Stored items:
PR #400, opened 2020-05-10
[11.x] URP Shadergraph Fog Node should return fog intensity as density output

Looooong:
**Guide** : https://github.com/Unity-Technologies/Graphics/blob/pr-template-correction/.github/pr-read.png.md

**Display Addon** : https://userstyles.org/styles/182991/unity-graphics-pr-readme

# Purpose of this PR

> Why is this PR needed, what hard problem is it solving/fixing?

In the URP, the Fog Node in Shadergraph outputs `density` using the result of `ComputeFogFactor(z)`. However, the fog factor cannot be used mix fog color with fragment color. Instead, it must be passed to `ComputeFogIntensity(fogFactor)` to compute fog intensity, then this value is used to mix fog color with fragment color (this is how `MixFogColor(fragColor, fogColor, fogFactor)` is implemented). Therefore, instead of using fog factor, I suppose that Fog Node in Shadergraph should return fog intensity as `density` output. This will allow developer/designer to mix fog color using Lerp Node.

# Testing status

## Links
**Yamato**: (Select your branch) https://yamato.prd.cds.internal.unity3d.com/jobs/902-Graphics
> Any test projects or documents to go with this to help reviewers?

# Comments to reviewers
> Notes for the reviewers you have assigned.

PR #2428, opened 2020-10-28
Universal/fragment fog

eh-unity:
### Checklist for PR maker

---
### Purpose of this PR
* Fix bad looking fog with large triangles by moving fog computation to fragment shader. 
* It's now based on viewspace instead of clipspace. Originally to make it more uniform and not require remapping, also view space pos was already available in some shaders.
But afterwards the clip space scaling was fixed to be similar on all platforms. 
* This just forces the fragment fog enabled which avoids variants, but it's easy enough to turn into option if necessary.

Tested some performance on my Mac by rendering 4k fullscreen foggy cube.
Virtually no difference in speed for Lit or Unlit shader.
For Lit couple microseconds diff in 1ms of work, vertex shader 10 less instructions, pixel shader 7 more instructions.
For Unlit (3x faster than Lit btw.) the diff was low tens of microseconds, but the fragment version was repeatedly faster. That's < 5% diff though and the noise seems to be tens of microseconds too, so within noise margin (fs fog was consistently a bit faster though).

---
### Testing status
Added a test case for fog.
Ran graphics tests locally.

https://yamato.cds.internal.unity3d.com/jobs/902-Graphics/tree/universal%252Ffragment-fog

---
### Comments to reviewers
This PR contains the fix in this PR https://github.com/Unity-Technologies/Graphics/pull/400 for shadergraph.

### DIFF
--- a/TestProjects/UniversalGraphicsTest_Foundation/Assets/Test/TestFilters/TestCaseFilters.asset
+++ b/TestProjects/UniversalGraphicsTest_Foundation/Assets/Test/TestFilters/TestCaseFilters.asset
@@ -11,7 +11,7 @@ MonoBehaviour:
   m_EditorHideFlags: 0
   m_Script: {fileID: 11500000, guid: 5f6aa9f32113aec4a8bded44c1febe5c, type: 3}
   m_Name: TestCaseFilters
-  m_EditorClassIdentifier:
+  m_EditorClassIdentifier: 
   filters:
   - FilteredScene: {fileID: 0}
     FilteredScenes:
@@ -19,7 +19,7 @@ MonoBehaviour:
     ColorSpace: -1
     BuildPlatform: 19
     GraphicsDevice: 21
-    XrSdk:
+    XrSdk: 
     StereoModes: 0
     Reason: https://fogbugz.unity3d.com/f/cases/1305591/
   - FilteredScene: {fileID: 0}
@@ -37,7 +37,7 @@ MonoBehaviour:
     ColorSpace: -1
     BuildPlatform: 19
     GraphicsDevice: 21
-    XrSdk:
+    XrSdk: 
     StereoModes: 0
     Reason: https://fogbugz.unity3d.com/f/cases/1305591/
   - FilteredScene: {fileID: 0}
@@ -82,7 +82,7 @@ MonoBehaviour:
     ColorSpace: -1
     BuildPlatform: 31
     GraphicsDevice: 13
-    XrSdk:
+    XrSdk: 
     StereoModes: 0
     Reason: https://fogbugz.unity3d.com/f/cases/1293775/
   - FilteredScene: {fileID: 0}
@@ -100,7 +100,7 @@ MonoBehaviour:
     ColorSpace: -1
     BuildPlatform: 31
     GraphicsDevice: 13
-    XrSdk:
+    XrSdk: 
     StereoModes: 0
     Reason: https://fogbugz.unity3d.com/f/cases/1293775/
   - FilteredScene: {fileID: 0}
@@ -109,7 +109,7 @@ MonoBehaviour:
     ColorSpace: -1
     BuildPlatform: 31
     GraphicsDevice: 13
-    XrSdk:
+    XrSdk: 
     StereoModes: 0
     Reason: https://fogbugz.unity3d.com/f/cases/1293775/
   - FilteredScene: {fileID: 0}
@@ -118,7 +118,7 @@ MonoBehaviour:
     ColorSpace: -1
     BuildPlatform: 31
     GraphicsDevice: 13
-    XrSdk:
+    XrSdk: 
     StereoModes: 0
     Reason: https://fogbugz.unity3d.com/f/cases/1293775/
   - FilteredScene: {fileID: 0}
@@ -127,7 +127,7 @@ MonoBehaviour:
     ColorSpace: -1
     BuildPlatform: 31
     GraphicsDevice: 13
-    XrSdk:
+    XrSdk: 
     StereoModes: 0
     Reason: https://fogbugz.unity3d.com/f/cases/1293775/
   - FilteredScene: {fileID: 0}
@@ -145,7 +145,7 @@ MonoBehaviour:
     ColorSpace: -1
     BuildPlatform: 31
     GraphicsDevice: 13
-    XrSdk:
+    XrSdk: 
     StereoModes: 0
     Reason: https://fogbugz.unity3d.com/f/cases/1293775/
   - FilteredScene: {fileID: 0}
@@ -163,7 +163,7 @@ MonoBehaviour:
     ColorSpace: -1
     BuildPlatform: 31
     GraphicsDevice: 13
-    XrSdk:
+    XrSdk: 
     StereoModes: 0
     Reason: https://fogbugz.unity3d.com/f/cases/1293775/
   - FilteredScene: {fileID: 0}
@@ -190,7 +190,7 @@ MonoBehaviour:
     ColorSpace: -1
     BuildPlatform: 31
     GraphicsDevice: 13
-    XrSdk:
+    XrSdk: 
     StereoModes: 0
     Reason: https://fogbugz.unity3d.com/f/cases/1293775/
   - FilteredScene: {fileID: 0}
@@ -226,7 +226,7 @@ MonoBehaviour:
     ColorSpace: -1
     BuildPlatform: 24
     GraphicsDevice: 21
-    XrSdk:
+    XrSdk: 
     StereoModes: 0
     Reason: https://fogbugz.unity3d.com/f/cases/1300373
   - FilteredScene: {fileID: 0}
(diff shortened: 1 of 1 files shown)


Verasl (changes requested):
Before
image
After
image

Looking good, but I must say we should do the shadergraph targets here(can notice the road has shadergraph and still doing per vertex fog) at the same time, for example the pass templates for Lit is here and needs converteing/updating https://github.com/Unity-Technologies/Graphics/blob/master/com.unity.render-pipelines.universal/Editor/ShaderGraph/Includes/PBRForwardPass.hlsl

ellioman:
I'm adding GFX QA as a reviewer as we'll need some performance testing as well once things are approved by other reviewers.

eh-unity:
> Looking good, but I must say we should do the shadergraph targets here(can notice the road has shadergraph and still doing per vertex fog) at the same time, for example the pass templates for Lit is here and needs converteing/updating https://github.com/Unity-Technologies/Graphics/blob/master/com.unity.render-pipelines.universal/Editor/ShaderGraph/Includes/PBRForwardPass.hlsl

There's a PR to fix  the shadergraph which has broken fog node.
https://github.com/Unity-Technologies/Graphics/pull/400

eh-unity:
> Looking good, but I must say we should do the shadergraph targets here(can notice the road has shadergraph and still doing per vertex fog) at the same time, for example the pass templates for Lit is here and needs converteing/updating 
Fog should be fixed for shadergraph now. There's a bug in Fog node for Unlit, so that won't be fixed until PR https://github.com/Unity-Technologies/Graphics/pull/400 is merged.

eh-unity:
Universal only change,
Timeout and problems with multicamera test output
https://yamato-artifactviewer.prd.cds.internal.unity3d.com/eb045f1c-e75e-4dfc-ae2b-675cbceccade%2FTest_report%2FUtrTestReport1%2FTestProjects%2FUniversalGraphicsTest%2Ftest-results/TestReportV1.html

eh-unity:
Universal CI seems to be green, except a time out in win player build.

com.unity.render-pipelines.universal/ShaderLibrary/Core.hlsl
```diff
@@ -39,20 +39,20 @@
 
 
 #if UNITY_REVERSED_Z
-    #if SHADER_API_OPENGL || SHADER_API_GLES || SHADER_API_GLES3
-        //GL with reversed z => z clip range is [near, -far] -> should remap in theory but dont do it in practice to save some perf (range is close enough)
-        #define UNITY_Z_0_FAR_FROM_CLIPSPACE(coord) max(-(coord), 0)
+    #if SHADER_API_GLCORE || SHADER_API_GLES || SHADER_API_GLES3
```
phi-lira, line 42: This path is dead code isn't it? OpenGL doesn't support reversed Z.

com.unity.render-pipelines.universal/Shaders/BakedLit.shader
```diff
@@ -69,6 +69,9 @@ Shader "Universal Render Pipeline/Baked Lit"
             #include "Packages/com.unity.render-pipelines.universal/Shaders/BakedLitInput.hlsl"
             #include "Packages/com.unity.render-pipelines.universal/ShaderLibrary/Lighting.hlsl"
 
+            // Force enable fog fragment shader evaluation
+            #define _FOG_FRAGMENT 1
```
phi-lira, line 73: If _FOG_FRAGMENT is already defined in shader library why do we need to redefine here?

com.unity.render-pipelines.universal/Shaders/Unlit.shader
```diff
@@ -62,9 +65,9 @@ Shader "Universal Render Pipeline/Unlit"
 
             struct Varyings
             {
-                float2 uv        : TEXCOORD0;
-                float fogCoord  : TEXCOORD1;
-                float4 vertex : SV_POSITION;
+                float4 vertex  : SV_POSITION;
+                float2 uv      : TEXCOORD0;
+                float fogCoord : TEXCOORD1;
```
phi-lira, line 70: In this case both fogCoord and uv are floats. Shouldn't we pack them in same interpolator? Or does the compiler do this automagically?

com.unity.render-pipelines.universal/Shaders/Unlit.shader
```diff
@@ -195,9 +217,9 @@ Shader "Universal Render Pipeline/Unlit"
...
```
phi-lira, line 222: Same interpolator question here.

phi-lira (approved):
LGTM. Minor comments.

com.unity.render-pipelines.universal/Shaders/Unlit.shader
nigeljw-unity: These should definitely get packed by the compiler for the load, but I suspect these would end up in separate barycentric ops, as they would be in separate slots as different varyings. There are other compiler optimizations where all bary ops can be optimized out of the frag shader but that one is a bit more convoluted. I don't remember there being a packing opt for the bary ops on adreno, but other platforms may do this implicitly for free as long as they are aligned properly as Erik has done. Since everything is a scalar architecture these days, not sure how much benefit we would see, but I still think it is an interesting idea and worth trying (as it may reduce reg pressure). Definitely worth a look at the generated IR, but this might be an opt you only see in the machine code.

eh-unity:
Universal CI passes, except for the Build win dx11 standalone which seems to have a timeout problem.

com.unity.render-pipelines.universal/Shaders/Unlit.shader
nigeljw-unity: So apparently, on GCN, the reduction in export is where we will see the benefit if we are export bound (and not ALU bound). This will be less true for RDNA, as it is less likely to be export bound, since exports are done in 4 dwords in batches of 4 (color and position have their own separate paths so not included in this on RDNA). Though as I mentioned, we won't see a reduction in ALU ops for the bary interpolations, but exports if pressured will cost more than an ALU op. There may be some implicit packing of exports, but this is less clear (though I will have a solid response on this at some point). While in the unlit shader, this will matter less, but in general, I think Felipe's suggestion is a really good general practice where possible.

com.unity.render-pipelines.universal/ShaderLibrary/Core.hlsl
eh-unity: Currently as far as I know. But was there so I left it there, as REVERSE_Z doesn't exactly mean OpenGL (even if that is the case in practice.)
Do you want remove it?

com.unity.render-pipelines.universal/Shaders/BakedLit.shader
eh-unity: We don't if it doesn't include the library (might not be the case, but perhaps it then just should).
Most likely it's just leftovers when I had them per shader. I'll double check it.

com.unity.render-pipelines.universal/Shaders/Unlit.shader
eh-unity: FXC implies that those are merged, uv and fogCoord get the same register numbers. i.e. v1.xy = uv and v1.z = fogCoord.
It looks like at least on my machine those are appear to be packed on lower level too.

eh-unity:
ABV passed, except for some build timeouts for some mobile platforms and dx11.
https://yamato.cds.internal.unity3d.com/jobs/902-Graphics/tree/universal%252Ffragment-fog/.yamato%252F_abv.yml%2523all_project_ci_trunk/4375478/job

I triggered another Universal run because of the define changes, just to make sure.

ellioman:
Removing myself as a reviewer as we already have Felipe, Nigel, Andre and QA.

alindmanUnity:
@eh-unity Can we actually roll the fix for shader graph into this PR? The pr you mentioned was from a customer, which will take much longer to get up to correct state for merging. If we take it into this PR it will be much easier for us to fix and test and merge

eh-unity:
@alindmanUnity The PR https://github.com/Unity-Technologies/Graphics/pull/400 or its equivalent is rolled into this PR. 
It's in the ShaderGraphFunctions.hlsl.

Verasl (approved):
LGTM

nigeljw-unity (approved):
Looks good to me! +1/2

I still need more exposure to URP/SRP/trunk to feel comfortable giving larger changes a proper +1.

erikabar (approved):
tested frame time on Android devices, results are pretty similar to master branch: https://docs.google.com/spreadsheets/d/1BwQxOJXhzk4X6GeSvPqUlbuzKSFYtH_N_oIpxKsvtbg/edit#gid=1958641881&range=A1:D1

com.unity.shadergraph/Documentation~/Fog-Node.md
```diff
@@ -19,7 +19,7 @@ The High Definition Render Pipeline does **not** support this Node.
 |:------------ |:-------------|:-----|:---|:---|
 | Position      | Output | Vector 3 | Position (object space) | Mesh vertex/fragment's position |
 | Color      | Output | Vector 4 | None | Fog color |
-| Density       | Output | Float    | None | Fog density at the vertex or fragment's clip space depth |
+| Density       | Output | Float    | None | Fog density based on depth. 0 to 1, where 0 is no fog and 1 is full fog. |
```
elizabeth-legros, line 22: Small wording change request - "Returns a value between 0 and 1, where 0 is no fog and 1 is full fog"

hdb-unity (approved):
Checked that changes are made to new test projects (_Terrain and _Foundation).
Also, discussed latest failed CI tests to make sure they will be addressed - please don't merge till they are fixed.

Approving that changes are made to correct test project(s).
Note: Did not test. Did not run tests locally.

erikabar (approved):
approving this again from gfx-qa-urp side

eh-unity:
CustomRevision (known broken trunk), seems to be all green.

[TASK GOAL]
Count the lines in the records that contain the word "internal", and give only that number.

[ANSWER SECTION]
4